We Want You In the Picture

It was a birthday party. I felt honored to be invited because it was a family thing and I am “in” this family because five years ago, I appointed myself as “another” grandmother.

To the grandchilren, I am Besta, the Norwegian translation for grandmother. If the children called all of us simply Grandma, we would have the rather awkward experience of responding to them as a group of four or five.

This partywas for the maternal grandmother visiting from Australia. Her two “real” sisters were there, too. The three sisters range in age from seventy to seventy seven. It was a “family” meal in that we all talked at the same time and everyone was OK with that. I listened in rapt attention as they answered my questions about growing up as kids in China and stories of their father who was a missionary doctor.

They told of a woman who was “pregnant” for sixteen months. The animation as the sisters provided memories made me feel like I was wondering, too, if this might be some special child. The local traditions left room for assigning meaning to unusual stories. But when their father operated, he found a forty-pound ovarian cyst! We tried to replay the surgery and imagine if he could have removed it intact. (They remembered seeing pictures of the cyst overlapping a large bucket.) Thinking that a cyst is fluid-fllled, I contributed a theory that he could have elongated it into a tube like a wiener, but this idea brought more laughter that credibility.
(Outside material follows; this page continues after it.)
PR #1040, opened 2022-03-31
chore: Provisioning types cleanup

jimmarino:
## What this PR changes/adds

This PR adds a `ProvisionedDataAddressResource` and creates a class hierarchy for data address resources. This consolidates common properties and simplifies the `TPM`.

As I listened to stories I so wished I could have met this man who was a general practitioner in the broadest possible sense. After a few hours of authentic Chinese food and authentic family connection, cameras were pulled out. I offered to take the pictures but was met by a verbal chorus, “Oh, no, we want you in the picture.” My heart felt strangely warmed. It is such a healing experience to be wanted in a family picture.

Do you have a story where you have been given the gift of belonging? Is there someone to whom you can give this gift?